+++ SUPPLIED ENTRIES
PR #135, opened 2018-11-24
Improve and simplify Travis CI setup.

aaugustin:
This is ready for review.

It rewrites significantly the Travis CI integration. The main benefits are:
- the configuration is self-contained; it only depends on tox
- stages make it more obvious that tests run first (still not super obvious because Travis CI runs them  implicitly), then, only if they succeed, artifacts are built
- tests run on Python 2.7
- style checks run
- tests of wheels actually use the version installed from a wheel (I'm not convinced it's super useful, but since it was implemented, I fixed it)

According tho the [Travis CI docs](https://docs.travis-ci.com/user/environment-variables/#defining-variables-in-repository-settings), it would be best to set the TWINE_USERNAME and TWINE_PASSWORD environment variables in the [Travis CI settings](https://travis-ci.org/scoutapp/scout_apm_python/settings) and remove them from `.travis.yml`. I can't do that myself because I don't know the value of TWINE_PASSWORD.


aaugustin:
Adding `codecov` would be a good follow-up. I requested permissions to do it.

PR #137, opened 2018-11-25
Add a WSGI application for manual testing.

aaugustin:
Add a WSGI application for manual testing.


aaugustin:
To generate traffic with this app: `while true; do sleep 1; wget --mirror http://localhost:8080/; done`

PR #143, opened 2018-12-18
Rename a Transaction

cschneid:
This matches the Ruby agent's ScoutApm::Transaction.rename call.

This is most useful when an app has a single entry point, then makes business
logic decisions with easily nameable branches. GraphQL for instance has a
single POST endpoint, but immediately branches into different queries and
mutations with clear names.

**NOTE** - This requires a yet-unreleased change to the binary agent, and will
not yet work. A note will be added to this PR when it is fully released

### DIFF
--- a/src/scout_apm/core/config.py
+++ b/src/scout_apm/core/config.py
@@ -64,6 +64,7 @@ class ScoutConfig(object):
             "framework",
             "framework_version",
             "hostname",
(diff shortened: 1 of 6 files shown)


cschneid:
The `hub` command put another branch's description in. Closing, will reopen in a bit.

PR #144, opened 2018-12-18
New setting `ignore` to ignore path prefixes

cschneid:
Allows you to easily ignore /health and similar high-throughput, low
meaning endpoints. Any requests to paths that start with any of the
ignore list will not be sent, and hence not counted as Throughput, and
not averaged into average or 95th percentile response times, and no
traces will be captured.


dlanderson:
Released in v2.0.0

PR #296, opened 2024-01-03
feat(QuickSwitch): create new note on C-x

sotte:
So far, this is just an outline of how to do things.

Things to consider:

- How do we want to allow to remap the keys?
- prompt_title: yes or no? Should we adjust the other titles as well?
- If there are no matches, do we automatically generate a new note on enter?
- tests
- docs


sotte:
image

image

image

lua/obsidian/commands/quick_switch.lua
```diff
@@ -12,11 +12,28 @@ return function(client, _)
...
       end
+
       -- Search with telescope.nvim
+      local custom_actions = {
+        -- https://github.com/nvim-telescope/telescope.nvim/blob/master/lua/telescope/actions/init.lua
+        obsidian_new = function(prompt_bufnr)
+          local query = require("telescope.actions.state").get_current_line()
+          require("telescope.actions").close(prompt_bufnr)
+          local new = require "obsidian.commands.new"
+          new(client, { args = query })
```
epwalsh, line 23: This gave me the idea to make a better API for calling our commands directly. Once https://github.com/epwalsh/obsidian.nvim/pull/298/files merges we can change this to:

```suggestion
          client:command("ObsidianNew", { args = query })
```

sotte: Nice little improvement. I'll rebase and integrate it.

sotte:
> > How do we want to allow to remap the keys?
> 
> I'm thinking we could have a configuration subtable to customize each finder. For example:
> 
> ```lua
> obsidian.setup({ finders = { telescope = { ... } } })
> ```

Thinking out loud / talking this through

We have a few options on how to configure this.

1.
We can make it super configurable so that the user can configure the action on a per finder basis.
Do we really want this? Are there even users who have multiple pickers? I don't think so.

```lua
obsidian.setup {
  finders = {
    telescope = {
      new = "C-x",
      insert_link = "C-l",
      -- potentially more; can't think of anything right now :)
    },
    fzf = {
      new = "C-x",
    },
    -- rest is not supported
  },
}
```

2.
We can make it independent of the finder and just have a global configuration.
Specific pickers only support a subset of actions.

```lua
obsidian.setup {
  finder_mappings = {
    new = "<C-x>",  -- maybe this is supported by all pickers
    insert_link = "<C-x>",  -- this only by telescope
  },
}
```

3.
We don't have any configuration and just use the default mappings.
When we have more actions than right now (create a new note) we can reconsider this approach.

Either approach is fine, but I think I prefer 3 and 2 for now. 3 we already have. Extending it to 2 is not too complex.



> 
> > If there are no matches, do we automatically generate a new note on enter?
> 
> This would be nice if it's easy enough to implement.

For telescope this is not difficult. You overwrite the default action for `CR` to do something custom when there is no match, otherwise you do the default. I can give it a try.

sotte:
Also: do we want to offer the "new" action only for ObsidianQuickSwitch or also ObsidianSearch?
If we use it for ObsidianSearch as well, the same keymaps should be used IMO.

epwalsh:
> We have a few options on how to configure this.

Let's stick with (3) for now to limit the scope of the PR. We can handle customization later if there's an obvious need for it.

> Also: do we want to offer the "new" action only for ObsidianQuickSwitch or also ObsidianSearch?

I think so.

sotte:
@epwalsh ah, just saw your message when I pushed the implementation for 2. Just implemented to see how it feels. It's not too crazy, but we only really have this one thing right now.

I can go back to option 3 if you prefer. I'm fine either way.



>>    Also: do we want to offer the "new" action only for ObsidianQuickSwitch or also ObsidianSearch?
> I think so.

Will implement it now :+1:

sotte:
Here the two supported commands with a configured mapping.

image

image

Let me know if you want the mapping to be configurable or not @epwalsh .

Then I can move on and write the docs, clean up the code, etc...

lua/obsidian/commands/quick_switch.lua
sotte: done

epwalsh:
@sotte nice job! Since you already have (2) implemented let's stick with that. I'll give this PR a proper review within the next day 👍

sotte:
@epwalsh perfect! And no rush.

I'm still new to your code base (pretty readable BTW), so feel free to point out any changes you want.

epwalsh (approved):
LGTM! I just pushed a couple minor fixes. Thank you @sotte!

sotte:
Thanks for merging this! @epwalsh

PR #300, opened 2024-01-04
Integrate mini.doc to generate Lua API docs

### LINKED ISSUE #245: Publish API docs for the public Lua API
We could use the `docgen` module from tree-sitter-lua: https://github.com/tjdevries/tree-sitter-lua/tree/master#how-to-generate-documentation

epwalsh:
Closes #245

Still TODO:
- [x] Include other modules in addition to `obsidian.client`, such as `obsidian.note`.
- [x] Run in GitHub actions.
++++++
The expected response is the full data, reproduced exactly.

### EXPECTED ANSWER:
PR #135, opened 2018-11-24
Improve and simplify Travis CI setup.

aaugustin:
This is ready for review.

It rewrites significantly the Travis CI integration. The main benefits are:
- the configuration is self-contained; it only depends on tox
- stages make it more obvious that tests run first (still not super obvious because Travis CI runs them  implicitly), then, only if they succeed, artifacts are built
- tests run on Python 2.7
- style checks run
- tests of wheels actually use the version installed from a wheel (I'm not convinced it's super useful, but since it was implemented, I fixed it)

According tho the [Travis CI docs](https://docs.travis-ci.com/user/environment-variables/#defining-variables-in-repository-settings), it would be best to set the TWINE_USERNAME and TWINE_PASSWORD environment variables in the [Travis CI settings](https://travis-ci.org/scoutapp/scout_apm_python/settings) and remove them from `.travis.yml`. I can't do that myself because I don't know the value of TWINE_PASSWORD.


aaugustin:
Adding `codecov` would be a good follow-up. I requested permissions to do it.

PR #137, opened 2018-11-25
Add a WSGI application for manual testing.

aaugustin:
Add a WSGI application for manual testing.


aaugustin:
To generate traffic with this app: `while true; do sleep 1; wget --mirror http://localhost:8080/; done`

PR #143, opened 2018-12-18
Rename a Transaction

cschneid:
This matches the Ruby agent's ScoutApm::Transaction.rename call.

This is most useful when an app has a single entry point, then makes business
logic decisions with easily nameable branches. GraphQL for instance has a
single POST endpoint, but immediately branches into different queries and
mutations with clear names.

**NOTE** - This requires a yet-unreleased change to the binary agent, and will
not yet work. A note will be added to this PR when it is fully released

### DIFF
--- a/src/scout_apm/core/config.py
+++ b/src/scout_apm/core/config.py
@@ -64,6 +64,7 @@ class ScoutConfig(object):
             "framework",
             "framework_version",
             "hostname",
(diff shortened: 1 of 6 files shown)


cschneid:
The `hub` command put another branch's description in. Closing, will reopen in a bit.

PR #144, opened 2018-12-18
New setting `ignore` to ignore path prefixes

cschneid:
Allows you to easily ignore /health and similar high-throughput, low
meaning endpoints. Any requests to paths that start with any of the
ignore list will not be sent, and hence not counted as Throughput, and
not averaged into average or 95th percentile response times, and no
traces will be captured.


dlanderson:
Released in v2.0.0

PR #296, opened 2024-01-03
feat(QuickSwitch): create new note on C-x

sotte:
So far, this is just an outline of how to do things.

Things to consider:

- How do we want to allow to remap the keys?
- prompt_title: yes or no? Should we adjust the other titles as well?
- If there are no matches, do we automatically generate a new note on enter?
- tests
- docs


sotte:
image

image

image

lua/obsidian/commands/quick_switch.lua
```diff
@@ -12,11 +12,28 @@ return function(client, _)
...
       end
+
       -- Search with telescope.nvim
+      local custom_actions = {
+        -- https://github.com/nvim-telescope/telescope.nvim/blob/master/lua/telescope/actions/init.lua
+        obsidian_new = function(prompt_bufnr)
+          local query = require("telescope.actions.state").get_current_line()
+          require("telescope.actions").close(prompt_bufnr)
+          local new = require "obsidian.commands.new"
+          new(client, { args = query })
```
epwalsh, line 23: This gave me the idea to make a better API for calling our commands directly. Once https://github.com/epwalsh/obsidian.nvim/pull/298/files merges we can change this to:

```suggestion
          client:command("ObsidianNew", { args = query })
```

sotte: Nice little improvement. I'll rebase and integrate it.

sotte:
> > How do we want to allow to remap the keys?
> 
> I'm thinking we could have a configuration subtable to customize each finder. For example:
> 
> ```lua
> obsidian.setup({ finders = { telescope = { ... } } })
> ```

Thinking out loud / talking this through

We have a few options on how to configure this.

1.
We can make it super configurable so that the user can configure the action on a per finder basis.
Do we really want this? Are there even users who have multiple pickers? I don't think so.

```lua
obsidian.setup {
  finders = {
    telescope = {
      new = "C-x",
      insert_link = "C-l",
      -- potentially more; can't think of anything right now :)
    },
    fzf = {
      new = "C-x",
    },
    -- rest is not supported
  },
}
```

2.
We can make it independent of the finder and just have a global configuration.
Specific pickers only support a subset of actions.

```lua
obsidian.setup {
  finder_mappings = {
    new = "<C-x>",  -- maybe this is supported by all pickers
    insert_link = "<C-x>",  -- this only by telescope
  },
}
```

3.
We don't have any configuration and just use the default mappings.
When we have more actions than right now (create a new note) we can reconsider this approach.

Either approach is fine, but I think I prefer 3 and 2 for now. 3 we already have. Extending it to 2 is not too complex.



> 
> > If there are no matches, do we automatically generate a new note on enter?
> 
> This would be nice if it's easy enough to implement.

For telescope this is not difficult. You overwrite the default action for `CR` to do something custom when there is no match, otherwise you do the default. I can give it a try.

sotte:
Also: do we want to offer the "new" action only for ObsidianQuickSwitch or also ObsidianSearch?
If we use it for ObsidianSearch as well, the same keymaps should be used IMO.

epwalsh:
> We have a few options on how to configure this.

Let's stick with (3) for now to limit the scope of the PR. We can handle customization later if there's an obvious need for it.

> Also: do we want to offer the "new" action only for ObsidianQuickSwitch or also ObsidianSearch?

I think so.

sotte:
@epwalsh ah, just saw your message when I pushed the implementation for 2. Just implemented to see how it feels. It's not too crazy, but we only really have this one thing right now.

I can go back to option 3 if you prefer. I'm fine either way.



>>    Also: do we want to offer the "new" action only for ObsidianQuickSwitch or also ObsidianSearch?
> I think so.

Will implement it now :+1:

sotte:
Here the two supported commands with a configured mapping.

image

image

Let me know if you want the mapping to be configurable or not @epwalsh .

Then I can move on and write the docs, clean up the code, etc...

lua/obsidian/commands/quick_switch.lua
sotte: done

epwalsh:
@sotte nice job! Since you already have (2) implemented let's stick with that. I'll give this PR a proper review within the next day 👍

sotte:
@epwalsh perfect! And no rush.

I'm still new to your code base (pretty readable BTW), so feel free to point out any changes you want.

epwalsh (approved):
LGTM! I just pushed a couple minor fixes. Thank you @sotte!

sotte:
Thanks for merging this! @epwalsh

PR #300, opened 2024-01-04
Integrate mini.doc to generate Lua API docs

### LINKED ISSUE #245: Publish API docs for the public Lua API
We could use the `docgen` module from tree-sitter-lua: https://github.com/tjdevries/tree-sitter-lua/tree/master#how-to-generate-documentation

epwalsh:
Closes #245

Still TODO:
- [x] Include other modules in addition to `obsidian.client`, such as `obsidian.note`.
- [x] Run in GitHub actions.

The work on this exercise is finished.